Cariba Breeding Process

I have done different kinds of fish breeding especially Pygocentrus Nattereri species many times up until now. I have been thinking about using the methods that i used breeding nattereri, and try to breed other piranha species that haven't been bred yet. I bought 6 Caribes that are around one and a half years old from Ömer Faruk Kanbak who is a member of Turkey's Piranha Forum(http://www.piranhalar.com). I started breeding trials at 01/November/2010. At first, I separated 2 of them thinking that the tank is overcrowded for a successful breeding and I did go on with 4 caribes. After a week ( November 8 ) I had two engaged pairs as you can see in the first video, one pair holding place at right and the other at left. They were not allowing each other into their territory. I observed that their colors started to be reformed and they began to get into action.

Videos (October 8,2010)






Mating ritual on November 13,2010 - no eggs at that time






Siphoning the eggs from the tank - January2,2011






Pictures of Baby Caribas on January 7, 2011

http://img189.imageshack.us/img189/9513/dsc02164s.jpg

http://img713.imageshack.us/img713/747/dsc02166a.jpg

http://img339.imageshack.us/img339/9927/dsc02167pg.jpg

Information about the breeding tank:
Size: 220*70*70 (cm)
Water temp: 30-31 (degree Celcius)
Ph: 5.5-6.0
Light: Metal Halide
Gravel: Cracked Lava pieces
Decor: Mangrow Wood

Yener's Comments:

This fish (p. cariba) loves the flow. The light from the metal halide lamp used for this tank's lightning is not given to the tank directly.
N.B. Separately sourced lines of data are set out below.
PR #31826, opened 2022-12-06
PollingResolver: Honor cancel action in Timer callback

yijiem:
This is learned from AJ's PR #30045. When `EventEngine::Cancel()` failed, it might mean that the timer callback has already been scheduled. Therefore, we reset the timer handle and check that condition in the timer callback which is similar to the original code.

### DIFF
--- a/src/core/ext/filters/client_channel/resolver/polling_resolver.cc
+++ b/src/core/ext/filters/client_channel/resolver/polling_resolver.cc
@@ -121,10 +121,11 @@ void PollingResolver::OnNextResolutionLocked() {
             "[polling resolver %p] re-resolution timer fired: shutdown_=%d",
             this, shutdown_);
   }
-  next_resolution_timer_handle_.reset();
-  if (!shutdown_) {
+  // If we haven't been cancelled nor shutdown, then start resolving.
+  if (next_resolution_timer_handle_.has_value() && !shutdown_) {
     StartResolvingLocked();
   }
+  next_resolution_timer_handle_.reset();
 }
 
 void PollingResolver::MaybeCancelNextResolutionTimer() {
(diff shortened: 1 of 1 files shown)


src/core/ext/filters/client_channel/resolver/polling_resolver.cc
```diff
@@ -121,10 +121,11 @@ void PollingResolver::OnNextResolutionLocked() {
             "[polling resolver %p] re-resolution timer fired: shutdown_=%d",
             this, shutdown_);
   }
-  next_resolution_timer_handle_.reset();
-  if (!shutdown_) {
+  // If we haven't been cancelled nor shutdown, then start resolving.
```
markdroth, line 124: I don't think this PR is needed.

There are two places where the timer may be cancelled from:
- `ResetBackoffLocked()`: In this case, we want to abort the backoff delay and immediately re-resolve, so we *do* want to invoke `StartResolvingLocked()`.
- `ShutdownLocked()`: In this case, we do *not* want to invoke `StartResolvingLocked()`, but the existing code is already not doing that, because `shutdown_` is true.

yijiem: In the original `void PollingResolver::OnNextResolutionLocked(grpc_error_handle error)` function before the timer migration in #31717, this check was written like:
```
if (error.ok() && !shutdown_) {
  StartResolvingLocked();
}
```
See https://github.com/grpc/grpc/pull/31717/files#diff-beb9a20cca271b8a75724fca2a6587a6d0c3e2f79d856169b358419a057c6fcdL122.

So the logic was if the timer has not been cancelled and we are not shutting down, invoke `StartResolvingLocked()`. Maybe that is not intended in the first place?

yijiem: Done. Thanks for the great review Mark! Very clear! And it leaves a great record for future reference as well!

src/core/ext/filters/client_channel/resolver/polling_resolver.cc
```diff
@@ -121,10 +124,11 @@ void PollingResolver::OnNextResolutionLocked() {
...
+  if (next_resolution_timer_handle_.has_value() && !shutdown_) {
     StartResolvingLocked();
   }
+  next_resolution_timer_handle_.reset();
```
markdroth, line 131: Suggest moving this up to line 129, since there's no need to reset it if it's already nullopt.

markdroth (approved):

src/core/ext/filters/client_channel/resolver/polling_resolver.cc
yijiem: Done.

PR #31814, opened 2022-12-06
Sends out-of-band close for streams from client side when destroying transport

LittleCVR:
Due to its design, simply destroying a Binder object doesn't really tell the other end to close theirs, thus, streams won't be closed, either. We have to explicitly send a close message to each stream in order to close them.

PR #31833, opened 2022-12-07
Revert "Sends out-of-band close for streams from client side when destroying transport"

ananda1066:
Reverts grpc/grpc#31814. This change causes TSAN/UBSAN flakes for `binder_server_test`, e.g. https://source.cloud.google.com/results/invocations/6d01cf10-dc4f-4406-bc1b-8ddcfed42567/targets. Reproduced in 10 runs and verified that commit prior does not cause this flakiness.


ctiller:
(lgtm clearly)

PR #31836, opened 2022-12-08
Use EventEngine::Run in LoadBalancingPolicy::QueuePicker

drfloob:

### DIFF
--- a/src/core/lib/load_balancing/lb_policy.cc
+++ b/src/core/lib/load_balancing/lb_policy.cc
@@ -18,11 +18,10 @@
 
 #include <grpc/support/port_platform.h>
 
-#include "lb_policy.h"
+#include "src/core/lib/load_balancing/lb_policy.h"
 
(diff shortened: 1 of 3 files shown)


src/core/lib/load_balancing/lb_policy.cc
```diff
@@ -18,12 +18,11 @@
 
 #include <grpc/support/port_platform.h>
 
-#include "src/core/lib/load_balancing/lb_policy.h"
+#include "lb_policy.h"
```
markdroth, line 21: Looks like iwyu did something weird here.  I think we still need the full path to this include, but it seems to have changed the path here and then added the right path as a separate include on line 25.

markdroth (approved):
Other than the iwyu weirdness, this looks great!

src/core/lib/load_balancing/lb_policy.cc
drfloob: I haven't seen that one before. Fixed.

PR #31838, opened 2022-12-08
EventEngine::RunAfter migration SubchannelStreamClient

yijiem:
Note that the `StartRetryTimerLocked` code path is not covered by test. And I'm having trouble adding a test case to cover it. Seems like we need the health service (default_health_check_service) to shutdown and end the server-side streaming RPC (and send the trailing metadata) but keep the subchannel (and subchannel_stream_client) alive so that it could retry a Health.Watch RPC.


src/core/ext/filters/client_channel/subchannel_stream_client.cc
```diff
@@ -94,8 +95,10 @@ void SubchannelStreamClient::Orphan() {
     MutexLock lock(&mu_);
     event_handler_.reset();
     call_state_.reset();
-    if (retry_timer_callback_pending_) {
-      grpc_timer_cancel(&retry_timer_);
+    if (retry_timer_handle_.has_value()) {
+      connected_subchannel_->args().GetObject<EventEngine>()->Cancel(
```
drfloob, line 99: I've seen differing opinions here, so it's your call, but I might prefer to see the engine pointer cached locally on SubchannelStreamClient construction to save the lookup cost.

src/core/ext/filters/client_channel/subchannel_stream_client.cc
```diff
@@ -124,40 +127,39 @@ void SubchannelStreamClient::StartRetryTimerLocked() {
   if (event_handler_ != nullptr) {
     event_handler_->OnRetryTimerStartLocked(this);
   }
-  Timestamp next_try = retry_backoff_.NextAttemptTime();
+  const Timestamp next_try = retry_backoff_.NextAttemptTime();
+  const Duration timeout = next_try - Timestamp::Now();
```
drfloob, line 131: nit: this could be one line, such as `  const Duration timeout = retry_backoff_.NextAttemptTime() - Timestamp::Now();`.

drfloob (commented):
LGTM with a few suggestions. I think we should merge https://github.com/grpc/grpc/pull/31850 before this PR, though.

src/core/ext/filters/client_channel/subchannel_stream_client.cc
yijiem: good point, done.

src/core/ext/filters/client_channel/subchannel_stream_client.cc
yijiem: done.

src/core/ext/filters/client_channel/subchannel_stream_client.cc
```diff
@@ -124,40 +127,37 @@ void SubchannelStreamClient::StartRetryTimerLocked() {
...
     } else {
       gpr_log(GPR_INFO, "%s %p: ... retrying immediately.", tracer_, this);
     }
   }
-  // Ref for callback, tracked manually.
-  Ref(DEBUG_LOCATION, "health_retry_timer").release();
-  retry_timer_callback_pending_ = true;
-  grpc_timer_init(&retry_timer_, next_try, &retry_timer_callback_);
+  retry_timer_handle_ = event_engine_->RunAfter(
+      timeout, [self = Ref(DEBUG_LOCATION, "health_retry_timer")] {
```
markdroth, line 142: I think we need to release this ref before the `ExecCtx` goes out of scope.

markdroth (approved):
Just one minor nit, otherwise looks great!

src/core/ext/filters/client_channel/subchannel_stream_client.cc
yijiem: Great callout! This makes `Unref` called before the `ExecCtx` goes out of scope which matches with the original code when the timer callback gets called.

PR #31841, opened 2022-12-08
fake_handshaker_server: Allow specifying a different peer identity.

pefoley2:
This is helpful when writing integration tests with systems that expect a specific value for the peer.


veblush:
@pefoley2 This looks good to me. Would you elaborate how you use this?

veblush (approved):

Instead, I have used fabric to cover the top of the steam glass on top of the tank which reduces the light.

Daily water changes are absolutely necessary for caribas. Although I haven't done this on purpose, I observed and figured out the positive effects of daily water changes while I was transferring water from main tank to my p. nattereri fry tank. I was using fresh water to cover the descending water from the main tank.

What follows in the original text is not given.